PipelineFX Forum
Qube! => GUI => Topic started by: Achilles on May 04, 2010, 09:10:33 PM
-
now we are at job 350.
It started rendering on the 5 machines.
after a while subjob 0 and 1 are state "pending" in GUI. I can't see any log in the GUI. Looking directly in /var/spool/qube/job/0/350/350_0.out:
JOB 0.7 pro[May 4, 2010 22:32:42] node1 : reporting status on work for: 350.0 199 - failed
9 - failed
similiar message for subjob 1. in Qube GUI "retry" leads to the
Failed to retry the following subjobs. ['350.1']
I also tried "Refresh (clear cache)" but nothing changed.
as jburk told in another thread the cli utilities don't think for me. i tried to first kill, then retry:
# /usr/local/pfx/qube/bin/qbkill 350.0
killed job: 350.0
# /usr/local/pfx/qube/bin/qbkill 350.1
killed job: 350.1
# /usr/local/pfx/qube/bin/qbretry 350.1
retrying job: 350.1
# /usr/local/pfx/qube/bin/qbretry 350.0
retrying job: 350.0
after a while the subjobs are back on track.

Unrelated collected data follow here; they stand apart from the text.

PR #5669, opened 2025-08-21
7853-hmis-hud-2026-breaking-changes

ttoomey:
## _Merging this PR_

## Description
⚠️ These are breaking API and form schema changes intended for a coordinated, cut-over deployment.

**FY2026 HUD updates across HMIS GraphQL enums and forms**
- New CoC Builds funding source
- Deprecates ESG-CV and HOPWA-CV (breaking enum name changes)
- Revised family critical issues picklists (to `NoYesReasonsForMissingData`)
- Adds V10 mental health consultation fragment to intake (with rule gating)
- Adds `#4_21_sex` demographics fragment
- Adjusts Service form to collect Date Provided for SSVF financial assistance, with additional guidance
- Remove requirement to collect specific disability fields for some VA funders

## Type of change
New feature


drivers/hmis/app/graphql/schema.graphql
```diff
@@ -5293,9 +5298,9 @@ enum FundingSource {
   HUD_COC_YOUTH_HOMELESS_DEMONSTRATION_PROGRAM_YHDP
 
   """
-  (47) HUD: ESG - CV
+  (47) HUD: ESG - CV [Deprecated]
   """
-  HUD_ESG_CV
+  HUD_ESG_CV_DEPRECATED
```
ttoomey: adding _DEPRECATED is consistent with strategy from previous standards cahnge ( see HUD_RURAL_HOUSING_STABILITY_ASSISTANCE_PROGRAM_DEPRECATED)

gigxz: ok, this is fine because the backing value is the integer, so 47 will now resolve as `HUD_ESG_CV_DEPRECATED` instead of `HUD_ESG_CV`. I think exception may raise if user is actively submitting a funder with the deprecated enum value, but refreshing the page would resolve that, so I think its OK.

gigxz:
Converting to draft since this should not yet be merged into release. Deploying to staging 9/2

drivers/hmis/app/graphql/schema.graphql
gigxz: Downside of this decision is that we need to maintain a frontend branch and keep deploying that too https://github.com/greenriver/hmis-frontend/pull/1251
Deploying it for now but we may want to back this out and keep the old enum, just to reduce overhead with maintaining and deploying both the branches.


Edit: I undid the breaking enum change here https://github.com/greenriver/hmis-warehouse/pull/5669/commits/f3518dfb91b111a52934811afab84f074ff27113. I know the approach was consistent with a previous standards change, but I think we made a mistake in that approach. Keeping keys consistent reduces the likelihood of user impact and makes it so that this branch doesn't break the API so we dont need to worry about deploying the frontend together

gigxz (approved):
Approving this for squash-merge into release-182 🙌

PR #1104, opened 2016-05-01
NM: remove port 8080 from addresses.

cliftonmcintosh:
The new NM legislature site is live and now works without port 8080 in the addresses. This removes `:8080` from all addresses.


loandy:
Checks out.  Thanks!

PR #1116, opened 2016-05-11
VA: fixed votes with abstentions not being parsed

danielmroberts:
Votes that include abstention values are being skipped. I have updated the regular expression to include an allowance for an abstention count in the vote name.


loandy:
Thanks for this.  I wrote a few additions which supersede this changeset.  Closing.

PR #1124, opened 2016-05-19
Added 2016 WV special session

showerst:
Added 2016 WV special session and bill scraper changes to accommodate future special sessions.


loandy:
Looks to work alright.  Thanks!

PR #1133, opened 2016-07-05
Ca vetoes

showerst:
CA Sometimes uses 'Vetoed by the governor' in addition to 'Vetoed by Governor' so we were not classifying that action as governor:vetoed.

EX: http://www.leginfo.ca.gov/pub/15-16/bill/sen/sb_0851-0900/sb_894_bill_20160701_history.html


loandy:
Checks out.  Thanks!

PR #1145, opened 2016-08-08
Added FL 2017 session

showerst:
FL has started prefiling and has bills up on the site, so add 2017 session metadata.

### DIFF
--- a/openstates/fl/__init__.py
+++ b/openstates/fl/__init__.py
@@ -34,7 +34,7 @@ metadata = {
             'name': '2015-2016',
             'start_year': 2015,
             'end_year': 2016,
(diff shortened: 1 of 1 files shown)


openstates/fl/__init__.py
```diff
@@ -34,7 +34,7 @@
             'name': '2015-2016',
             'start_year': 2015,
             'end_year': 2016,
-            'sessions': ['2015', '2015A', '2015B', '2015C', '2016'],
+            'sessions': ['2015', '2015A', '2015B', '2015C', '2016','2017'],
```
loandy: Probably should create a new term entry for 2017-2018 for the 2017 session.

mileswwatkins:
Covered in https://github.com/openstates/openstates/pull/1171

PR #1146, opened 2016-08-09
KY: Added code to scrape prefiled bills if within prefile timespan

showerst:
KY has a seperate set of listing pages for prefiled bills. 

This patch adds a new session metadata attribute 'prefile_start_date', and if the date falls between prefile start and session start, it checks the prefile page instead of the standard pages, which won't exist yet.

### DIFF
--- a/openstates/ky/__init__.py
+++ b/openstates/ky/__init__.py
@@ -118,8 +118,8 @@ metadata = {
         },
         '2017RS': {
             'type': 'primary',
-            'start_date': datetime.date(2017, 1, 5),
-            'end_date': datetime.date(2017, 4, 12),
+            'start_date': datetime.date(2017, 1, 3),
+            'end_date': datetime.date(2017, 3, 30),
             'prefile_start_date': datetime.date(2016, 8, 1),
             'display_name': '2017 Regular Session',
             '_scraped_name': '2017 Regular Session',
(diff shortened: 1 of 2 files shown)


loandy:
Meant to leave a comment about this earlier.  I've thought about this kind of approach before, but I'm thinking that maybe an explicit flag in the metadata might be a better approach than inferring prefile status based on the date.

showerst:
Makes sense; so something like ['session_details]['session']['prefiling'] = True ? 

I'm a little concerned about the maintenance burden here, since we're then responsible for flipping that flag (and users need to git pull) same-day as the changeover to keep the data totally accurate, as opposed to the date approach, but on the other hand we avoid timezone hell and states that might be a little off on their dates. Thoughts?

loandy:
Yeah, there is a slight maintenance burden, but I think it's simpler to debug if something goes awry than the date approach.  I would tend to lean toward less magic, if possible.

jamesturk:
since this one is fairly out of date and we aren't in a prefile period anyway I'm going to wait until KY is ported to pupa to bring in prefiles

I'll leave the issue open so we don't lose track of the branch

as discussed in #1205, we'll add a prefiles flag to the pupa scraper, so there won't need to be a git pull to toggle prefiles but it is possible to turn off the prefile check by changing the task runner.  the idea of keeping date-based windowing on the prefiles is a good idea as well

jamesturk:
KY pupa has landed so this is unblocked if someone wants to tackle it

PR #1147, opened 2016-08-16
Al 2017

showerst:
Updated Alabama code for website changes, and to add 2016 special and 2017 sessions.

### DIFF
--- a/openstates/al/__init__.py
+++ b/openstates/al/__init__.py
@@ -24,7 +24,7 @@ metadata = {
             'name': '2015-2018',
             'start_year': 2015,
             'end_year': 2018,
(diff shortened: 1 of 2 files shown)


mileswwatkins:
@showerst, does this contain all of the AL changes that you made? Or have there been more since (or in a different `showerst/openstates` branch)?

showerst:
@mileswwatkins this is an older commit, but I don't see any updates on my fork, and I just ran it for 2017 and it seems to be completing fine, so should be good.

mileswwatkins:
Gotcha, yeah, wanted to see if I could start reviewing this right away. Will do!

mileswwatkins:
For me, this code seems to choke on the vacant seats in House Districts 58 and 67. Bills module looks solid, though! Can you add special-casing so that Legislator scraping works, then I'll review that output and merge this in?

PR #1149, opened 2016-09-14
Added support for special sessions in TN

showerst:
Modified the scraper to handle special sessions, and added the 2016 specials.


mileswwatkins:
Subsumed by https://github.com/openstates/openstates/pull/1192

PR #1150, opened 2016-09-15
UT Special

showerst:
Added 2 special sessions in UT from earlier this year.


mileswwatkins:
Subsumed by https://github.com/openstates/openstates/pull/1193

Qube 5.5-2 , GUI 5.5.3, Centos 5.4 (supervisor, gui, worker), Win Vista x64 (worker, gui)
-
now one node (win vista x64) is not rendering anymore. also qbkill/qbretry will not bring it back.
last lines in job/0/350/350_3.out and also 350_3.err
================= qube! - retry/requeue on May 4, 2010 23:14:37 ===================
================= qube! - retry/requeue on May 4, 2010 23:15:38 ===================
================= qube! - retry/requeue on May 4, 2010 23:31:03 ===================
and supelog (last lines with 350.3 or 350_3 in it):
[May 4, 2010 23:31:03] supervisor : QB_QUEUE_UPDATE_SUBJOB: [DELETE FROM duty WHERE id IN ('267.3') LIMIT 1]
[May 4, 2010 23:31:03] supervisor : wrote stderr data to file: /var/spool/qube/job/0/350/350_3.err size: 88
[May 4, 2010 23:31:03] supervisor : wrote stdout data to file: /var/spool/qube/job/0/250/350_3.out size: 88
[May 4, 2010 23:31:03] supervisor : retrying in supervisor by root from 10.10.0.210: 350.3
-
very strange! after doing
# /usr/local/pfx/qube/sbin/qbadmin w --assignments 10.10.0.15
worker job(s): 10.10.0.15
350.3
the subjob is suddenly no more in "pending" state but again in running state!